Published: 2-Jan-2008

Merck Sharp & Dohme's Isentress (raltegravir) has been granted a license from the European Union Commission for use in combination with other antiretroviral medicinal products for the treatment of HIV-1 infection in treatment-experienced adult patients with evidence of HIV-1 replication despite ongoing antiretroviral therapy (ART).


Merck Sharp & Dohme's Isentress (raltegravir) has been granted a license from the European Union Commission for use in combination with other antiretroviral medicinal products for the treatment of HIV-1 infection in treatment-experienced adult patients with evidence of HIV-1 replication despite ongoing antiretroviral therapy (ART).

Raltegravir is the first approved integrase inhibitor, a new class of ART that works by targeting the integrase enzyme, which is essential for HIV replication.

The Commission's decision, reflecting the positive opinion of the European Medicines Agency, was based on efficacy and safety data from two double-blind, placebo-controlled trials of 24 weeks duration in treatment-experienced patients. In these studies raltegravir, in combination with optimised background therapy (OBT), significantly reduced HIV RNA viral load (p<0.001), and significantly increased CD4 cell counts (p<0.001).

The efficacy and safety of raltegravir have not been established in treatment-naïve adult patients or paediatric patients, although studies in these populations are underway.

"Raltegravir is an important new advancement in the treatment of HIV, because it is the first therapy in a new class of drugs that attacks the virus in a completely different way from other available medicines," said Ken Frazier, executive vice president and president, Global Human Health, Merck & Co., Inc.

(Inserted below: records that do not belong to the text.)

Issue #1500, opened 2024-12-05
docs: Make docstring examples function names more descriptive, use type hints, use from_native/to_native instaed of narwhalify


MarcoGorelli:
Use descriptive names in docstring examples

Many docstrings have examples such as `def func`, which are non-descriptive

For example:

```python
>>> @nw.narwhalify
... def func(df):
...     return df.select(threshold=nw.col("foo") * 2)
```

We should do two things here:
- use a descriptive function name which starts with `agnostic_`. For example, this one
  could be called `agnostic_select_threshold`
- rewrite it to use `from_native` / `to_native` instead of `narwhalify`
- add type hints: instead of just `(df):`, we should write `(df_native: IntoFrameT) -> IntoFrameT`

So, the docstring example above should become:
```python
>>> def agnostic_select_threshold(df_native: IntoFrameT) -> IntoFrameT:
...     df = nw.from_native(df_native)
...     return df.select(threshold=nw.col("foo") * 2).to_native()
```

Some notes on  the type hints:
- If you're using `IntoFrameT` make sure to include `from narwhals.typing import IntoFrameT`
- If a function is only supported for eager execution (i.e. it's only defined on `narwhals.DataFrame`, not `narwhals.LazyFrame`), then use `IntoDataFrameT` instead of `IntoFrameT`
- make sure the return value of the function is correct. For example, if it returns a Series, use `IntoSeriesT`

---

Before submitting a pull request, please make sure that:
1. linting / formatting checks all pass (`pre-commit run --all-files`)
2. doctests pass (`pytest narwhals --doctest-modules`)

Please choose 1-3 docstrings to work on at a time, and comment here which ones you're working on

Arya-AD:
Hello @MarcoGorelli , 
I think I can handle this issue.

MarcoGorelli:
Awesome thanks! Feel free to let us know if anything trips you up

Arya-AD:
Sure, Thank you!

PR #1625, opened 2024-12-19
feat: add is_nan expression & series method

### LINKED ISSUE #1583: feat: is_nan
Looks like this would be useful to Tubular: https://github.com/lvgig/tubular/pull/349#discussion_r1884006320

There would need to be a caveat in the docstring about how pandas doesn't distinguish between nan and null but other libraries typically do

This requires some attention to check that we get such nan vs null details correct:

- for Polars, there is already is_nan
- for PyArrow, there is https://arrow.apache.org/docs/python/generated/pyarrow.compute.is_nan.html
- for pandas, we need to be careful. We don't want `is_nan` to pick up `NaT` / `None` / anything else which is used for missing values, but instead, specifically, we only want `nan`. So, we should check
  - that the dtype is `Float`
  - that `s != s`

camriddell:
- add support for pandas, arrow, dask
- add to docs
- add tests

- [ ] 💾 Refactor
- [x] ✨ Feature
- [ ] 🐛 Bug Fix
- [ ] 🔧 Optimization
- [ ] 📝 Documentation
- [ ] ✅ Test
- [ ] 🐳 Other

## Related issues

- Related issue #1583 
- Closes #1583 

## Checklist

- [x] Tests added
- [x] Documented the changes

The `is_nan` implementation for pandas and dask currently return True for the following conditions:
1. The backend datatype is float64
2. The NaN value is not equal to itself

This leaves space for false rejections when there is a NaN value inside of a Series with 'object' dtype, though I am uncertain if we care about this edgecase.

Additionally, I was uncertain on how to structure the tests with regards to having NaN values inside of nullable datatypes. I currently dynamically change the expected result but was considering creating separate tests for data that are backed by a nullable datatype vs a non-nullable datatype so some guidance here would be appreciated.


docs/api-reference/expr.md
```diff
@@ -33,6 +33,7 @@
         - is_in
         - is_last_distinct
         - is_null
+        - is_nan
```
MarcoGorelli, line 36: can we keep alphabetical ordering?

narwhals/expr.py
```diff
@@ -1921,6 +1921,78 @@ def is_null(self) -> Self:
...
+            >>> df_pl = pl.DataFrame(
+            ...     {"a": [2, 4, None, 3, 5], "b": [2.0, 4.0, float("nan"), 3.0, 5.0]}
+            ... )
+            >>> df_pa = pa.table(
+            ...     {"a": [2, 4, None, 3, 5], "b": [2.0, 4.0, float("nan"), 3.0, 5.0]}
+            ... )
+
+            Let's define a dataframe-agnostic function:
+
+            >>> def my_library_agnostic_function(df_native: IntoFrameT) -> IntoFrameT:
```
MarcoGorelli, line 1952: https://github.com/narwhals-dev/narwhals/issues/1500 is still in progress, but as we're adding a new function, shall we follow the conventions there?

narwhals/expr.py
```diff
@@ -1921,6 +1921,78 @@ def is_null(self) -> Self:
...
+            ...     df = nw.from_native(df_native)
+            ...     return df.with_columns(
+            ...         a_is_nan=nw.col("a").is_nan(), b_is_nan=nw.col("b").is_nan()
+            ...     ).to_native()
```
MarcoGorelli, line 1956: nice choice of example!

narwhals/series.py
```diff
@@ -1915,6 +1915,46 @@ def is_null(self) -> Self:
...
+            >>> import polars as pl
+            >>> import narwhals as nw
+            >>> from narwhals.typing import IntoSeriesT
+            >>> s = [1.0, 2.0, float("nan")]
+            >>> s_pd = pd.Series(s, dtype="float64")
+            >>> s_pl = pl.Series(s)
+
+            We define a dataframe-agnostic function:
+
+            >>> def my_library_agnostic_function(s_native: IntoSeriesT) -> IntoSeriesT:
```
MarcoGorelli, line 1936: same

narwhals/series.py
```diff
@@ -1915,6 +1915,46 @@ def is_null(self) -> Self:
...
+            ...     s = nw.from_native(s_native, series_only=True)
+            ...     return s.is_nan().to_native()
+
+            We can then pass either pandas or Polars to `func`:
```
MarcoGorelli, line 1940: it's not called `func` though 😉  (this might be typo elsewhere in the code tbh 😳 )

could we add pyarrow too?

MarcoGorelli (commented):
nice, thanks @camriddell !

in answer to your question on the issue, i think `np.isnan` might be fine too, I'd just check that it doesn't inadvertently end up copying data just to do the operation (whereas `s != s` shouldn't be too expensive)

tests look good to me

camriddell:
@MarcoGorelli I realized Polars raises an InvalidOperationError for checking `is_nan` for non supported dtypes. Is this a behavior we should enforce on all other backends as well?

```python
>>> import polars as pl
>>> pl.Series(["a", "b"]).is_nan()
  File "/home/cameron/repos/opensource/narwhals-dev/.venv/lib/python3.12/site-packages/polars/series/utils.py", line 106, in wrapper
    return s.to_frame().select_seq(f(*args, **kwargs)).to_series()
           ^^^^^^^^^^^^^^^^^^^^^^^^^^^^^^^^^^^^^^^^^^^
  File "/home/cameron/repos/opensource/narwhals-dev/.venv/lib/python3.12/site-packages/polars/dataframe/frame.py", line 9138, in select_seq
    return self.lazy().select_seq(*exprs, **named_exprs).collect(_eager=True)
           ^^^^^^^^^^^^^^^^^^^^^^^^^^^^^^^^^^^^^^^^^^^^^^^^^^^^^^^^^^^^^^^^^^
  File "/home/cameron/repos/opensource/narwhals-dev/.venv/lib/python3.12/site-packages/polars/lazyframe/frame.py", line 2029, in collect
    return wrap_df(ldf.collect(callback))
                   ^^^^^^^^^^^^^^^^^^^^^
polars.exceptions.InvalidOperationError: `is_nan` operation not supported for dtype `str`
```

Should we also raise an exception in these cases? Right now we are returning a Series of False values (though I do need to update this to respect existing Nulls).

---
Some additional testing code.

```python
import polars as pl
from datetime import date

data = [[0], [1.1], ["a"], [date.today()], [[0]], [["a"]], [False]]
cant_check = []
for d in data:
    s = pl.Series(d)
    try:
        s.is_nan()
    except pl.exceptions.InvalidOperationError:
        print(f"\N{cross mark} {s.dtype = }")
    else:
        print(f"\N{white heavy check mark} {s.dtype = }")

# ✅ s.dtype = Int64
# ✅ s.dtype = Float64
# ❌ s.dtype = String
# ❌ s.dtype = Date
# ❌ s.dtype = List(Int64)
# ❌ s.dtype = List(String)
# ❌ s.dtype = Boolean
```

MarcoGorelli:
interesting, thanks - yeah that's probably a good idea. then we avoid the risk that people who are too used to pandas accidentally use `is_nan` in non-float columns in places where they really wanted `is_null`

camriddell:
@MarcoGorelli thoughts on the apparent inconsistency in Polars `is_nan` handling? In Polars, if the underlying dtype is Int64, then a `is_nan` converts the Null value → False. However if the dtypes is Float64 then the Null is preserved.


```python
import pandas as pd
import polars as pl
import pyarrow as pa
import narwhals as nw
data = {"a": [2, None, 4, 5, 6], "b": [2.0, None, float("nan"), 5.0, 6.0]}
df_pd = pd.DataFrame(data).astype({"a": "Int64"})
df_pl = pl.DataFrame(data)
df_pa = pa.table(data)

def agnostic_is_nan_columns(df_native: IntoFrameT) -> IntoFrameT:
    df = nw.from_native(df_native)
    return df.with_columns(
        a_is_nan=nw.col("a").is_nan(), b_is_nan=nw.col("b").is_nan()
    ).to_native()


print(agnostic_is_nan_columns(df_pd))
#       a    b  a_is_nan  b_is_nan
# 0     2  2.0     False     False
# 1  <NA>  NaN      <NA>      True
# 2     4  NaN     False      True
# 3     5  5.0     False     False
# 4     6  6.0     False     False

print(agnostic_is_nan_columns(df_pl))
# shape: (5, 4)
# ┌──────┬──────┬──────────┬──────────┐
# │ a    ┆ b    ┆ a_is_nan ┆ b_is_nan │
# │ ---  ┆ ---  ┆ ---      ┆ ---      │
# │ i64  ┆ f64  ┆ bool     ┆ bool     │
# ╞══════╪══════╪══════════╪══════════╡
# │ 2    ┆ 2.0  ┆ false    ┆ false    │
# │ null ┆ null ┆ false    ┆ null     │
# │ 4    ┆ NaN  ┆ false    ┆ true     │
# │ 5    ┆ 5.0  ┆ false    ┆ false    │
# │ 6    ┆ 6.0  ┆ false    ┆ false    │
# └──────┴──────┴──────────┴──────────┘

print(agnostic_is_nan_columns(df_pa))
# pyarrow.Table
# a: int64
# b: double
# a_is_nan: bool
# b_is_nan: bool
# ----
# a: [[2,null,4,5,6]]
# b: [[2,null,nan,5,6]]
# a_is_nan: [[false,null,false,false,false]]
# b_is_nan: [[false,null,true,false,false]]
```

narwhals/_pandas_like/series.py
```diff
@@ -654,6 +653,13 @@ def is_null(self) -> PandasLikeSeries:
         ser = self._native_series
         return self._from_native_series(ser.isna())
 
+    def is_nan(self) -> PandasLikeSeries:
+        ser = self._native_series
+        if self.dtype.is_numeric():
+            return self._from_native_series(ser != ser)  # noqa: PLR0124
+        msg = f"`is_nan` is not supported for dtype {self.dtype}"
```
camriddell, line 660: Should this error message be extended to include a suggestion? 

"`is_nan` is not supported for dtype {self.dtype}, did you mean to use `is_null`?

MarcoGorelli:
thanks for spotting this! I _think_ this looks like a bug in Polars, shall we report it there? I think either `is_nan` should only be supported on float columns (my preference), or the null preservation should be consistent

narwhals/_pandas_like/series.py
MarcoGorelli: lots of love for kind error messages 💚

camriddell:
Yep- it appears that this bug was noticed in this Polars PR: https://github.com/pola-rs/polars/pull/15889 but not fixed until a broader change (apparently all float-specific operations failed to propagate nulls) was made last week for the 1.18 release: https://github.com/pola-rs/polars/pull/20386.

---

I think only allowing `.is_nan` on the float dtype makes sense here, this will ensure operations are consistent across all backends without us creating a version aware `is_nan` implementation for Polars to smooth out the API differences. I'll go ahead an implement this approach and hopefully wrap this on up!

narwhals/_dask/expr.py
```diff
@@ -702,6 +703,20 @@ def is_null(self: Self) -> Self:
             returns_scalar=False,
         )
 
+    def is_nan(self: Self) -> Self:
+        def func(_input: dask_expr.Series) -> dask_expr.Series:
+            dtype = native_to_narwhals_dtype(_input, self._version, self._implementation)
+            if dtype.is_numeric():
+                return _input != _input  # noqa: PLR0124
+            msg = f"`.is_nan` only supported for numeric dtypes and not {dtype}, did you mean `.is_null`?"
```
MarcoGorelli, line 711: nice err msg!

narwhals/expr.py
```diff
@@ -1925,6 +1925,72 @@ def is_null(self) -> Self:
...
         return self.__class__(lambda plx: self._to_compliant_expr(plx).is_null())
 
+    def is_nan(self) -> Self:
+        """Returns a boolean Series indicating which values are NaN.
+
+        Returns:
+            A new expression.
+
+        Raises:
+            narwhals.InvalidOperationError for non-Float64 dtypes.
```
MarcoGorelli, line 1935: is this outdated?

narwhals/expr.py
```diff
@@ -1925,6 +1925,72 @@ def is_null(self) -> Self:
...
+
+        Notes:
+            pandas, Polars and PyArrow handle null values differently. Polars and PyArrow
+            distinguish between NaN and Null, whereas pandas doesn't.
```
MarcoGorelli, line 1939: we're now linking to the page
```
            pandas handles null values differently from Polars and PyArrow.
            See [null_handling](../pandas_like_concepts/null_handling.md/)
            for reference.
```
shall we do that here (and anywhere else if we forgot any places)?

narwhals/series.py
```diff
@@ -2032,6 +2032,61 @@ def is_null(self) -> Self:
...
         return self._from_compliant_series(self._compliant_series.is_null())
 
+    def is_nan(self) -> Self:
+        """Returns a boolean Series indicating which values are NaN.
+
+        Returns:
+            A new Series.
+
+        Raises:
+            narwhals.InvalidOperationError for non-Float64 dtypes.
```
MarcoGorelli, line 2042: same

narwhals/series.py
```diff
@@ -2032,6 +2032,61 @@ def is_null(self) -> Self:
...
+
+        Notes:
+            pandas and Polars handle NaN values differently. Polars distinguishes
```
MarcoGorelli, line 2045: same

MarcoGorelli (commented):
thanks Cam, awesome stuff! just some minor things

camriddell:
There was a failure for the Modin constructor, which seems to improperly cast from a pyarrow-nullable backend to a numpy backend. Should https://github.com/narwhals-dev/narwhals/blob/7c8c6fa1d3e7a4c31b8bf7577ca80ab9322a1c95/narwhals/_pandas_like/utils.py#L483-L498 also have a clause for if the implementation is modin as well? Perhaps something like this:

```python
def get_dtype_backend(dtype: Any, implementation: Implementation) -> str:
    if any(implementation is  impl for impl in [Implementation.PANDAS, Implementation.MODIN]):
        import pandas as pd

        if hasattr(pd, "ArrowDtype") and isinstance(dtype, pd.ArrowDtype):
            return "pyarrow-nullable"

    if implementation is Implementation.PANDAS:
        try:
            if isinstance(dtype, pd.core.dtypes.dtypes.BaseMaskedDtype):
                return "pandas-nullable"
        except AttributeError:  # pragma: no cover
            # defensive check for old pandas versions
            pass
        return "numpy"
    else:  # pragma: no cover
        return "numpy"
```

Should there be any cases here for CuDF as well?

MarcoGorelli:
well-spotted, thanks! we should probably do the same for modin then

cuDF doesn't seem to have these different dtype backends (it's always nullable arrow dtypes)

camriddell:
> well-spotted, thanks! we should probably do the same for modin then
> 
> cuDF doesn't seem to have these different dtype backends (it's always nullable arrow dtypes)

Should the patch be a part of this PR or a new one since it is a semi-related fix?

MarcoGorelli:
either is fine, whichever workflow works best for you

narwhals/_dask/expr.py
```diff
@@ -706,6 +707,20 @@ def is_null(self: Self) -> Self:
...
+            raise InvalidOperationError(msg)
+
+        return self._from_call(
+            func,
+            "is_null",
+            returns_scalar=False,
```
MarcoGorelli, line 721:
```suggestion
            returns_scalar=self._returns_scalar,
```

MarcoGorelli (approved):
thanks @camriddell !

Despite the availability of drugs to treat HIV and AIDS, the pandemic continues. In the EU, nearly 250,000 cases of HIV have been reported since 2002, according to the European Centre for the Epidemiological Monitoring of HIV and AIDS. Additionally, resistance to current HIV therapies in treatment-experienced patients has been noted in numerous international studies, suggesting that resistance to at least one class of antiretroviral agents may be as high as 76%. The World Health Organisation (WHO) has called resistance an emerging public health concern and has partnered with the International AIDS Society to develop the Global HIV Drug Resistance Surveillance Network to track emerging resistance patterns in developing and developed countries.

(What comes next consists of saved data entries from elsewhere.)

PR #1627, opened 2024-12-20
feat: Add support for `.shift(n).over('col')` for pandas-like DataFrames

### LINKED ISSUE #1609: enh: support `nw.col('a').shift(n).over('b')`
We now support cumulative operations in `over` for pandas and Polars

We should do the same for `shift`, as pandas also supports that. One challenge will be figuring out how to pass the argument down, but it should be doable

cc @ClaudioSalvatoreArcidiacono in case this interests you

ClaudioSalvatoreArcidiacono:

- [ ] 💾 Refactor
- [x] ✨ Feature
- [ ] 🐛 Bug Fix
- [ ] 🔧 Optimization
- [ ] 📝 Documentation
- [ ] ✅ Test
- [ ] 🐳 Other

## Related issues

- Closes #1609 

## Checklist

- [x] Tests added
- [ ] Documented the changes

See #1609


MarcoGorelli:
nice, thanks @ClaudioSalvatoreArcidiacono !

I think @FBruzzesi 's work in https://github.com/narwhals-dev/narwhals/pull/1614 might make this easier, perhaps we should wait to get that in, then we can update here?

FBruzzesi:
Thanks @ClaudioSalvatoreArcidiacono !

I was about to echo what @MarcoGorelli  just mentioned! Instead of an ad-hoc change, I think waiting for #1614 would make it easier. Possibly it will be ready by end of today.

ClaudioSalvatoreArcidiacono:
Definetly! Nice PR @FBruzzesi

MarcoGorelli:
that PR's merged, if you fancy updating @ClaudioSalvatoreArcidiacono I think we'd love to get this in!

FBruzzesi:
> that PR's merged, if you fancy updating @ClaudioSalvatoreArcidiacono I think we'd love to get this in!

Just a headsup that the PR was shipped with a bug, namely it does not track kwargs in expr composition. You would probably want to wait for #1645 which contains a fix

narwhals/_pandas_like/expr.py
```diff
@@ -443,12 +444,20 @@ def func(df: PandasLikeDataFrame) -> list[PandasLikeSeries]:
                     plx = self.__narwhals_namespace__()
                     df = df.with_columns(~plx.col(*self._root_names).is_null())
 
+                if self._function_name == "col->shift":
+                    kwargs = {
+                        "periods": (self._kwargs.get("n", 1) if self._kwargs else 1)
+                    }
```
FBruzzesi, line 450: After #1645 `_kwargs` should always be a dictionary

```suggestion
                    kwargs = {"periods": self._kwargs.get("n", 1)}
```

FBruzzesi (commented):
Pretty happy with this! I left only a tiny comment before merging!

narwhals/_pandas_like/expr.py
ClaudioSalvatoreArcidiacono: Thanks for your suggestion!

FBruzzesi (approved):
Thanks a ton @ClaudioSalvatoreArcidiacono 👌 

DogsHighFiveGIF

"Treatment-experienced HIV patients have limited options for therapies that are well-tolerated and can reduce viral loads while boosting CD4 counts," said Jürgen Rockstroh, professor of medicine and head of the HIV Outpatient Clinic, University of Bonn, Germany. "The approval of raltegravir in the EU represents a significant scientific advancement, but more importantly, it addresses a much-needed evolution in the treatment of HIV and AIDS."

Raltegravir is being studied in two ongoing Phase III multi-centre, double-blind, randomised, placebo-controlled studies in 699 treatment-experienced adult patients with documented resistance to at least one drug in each of three classes of ARTs.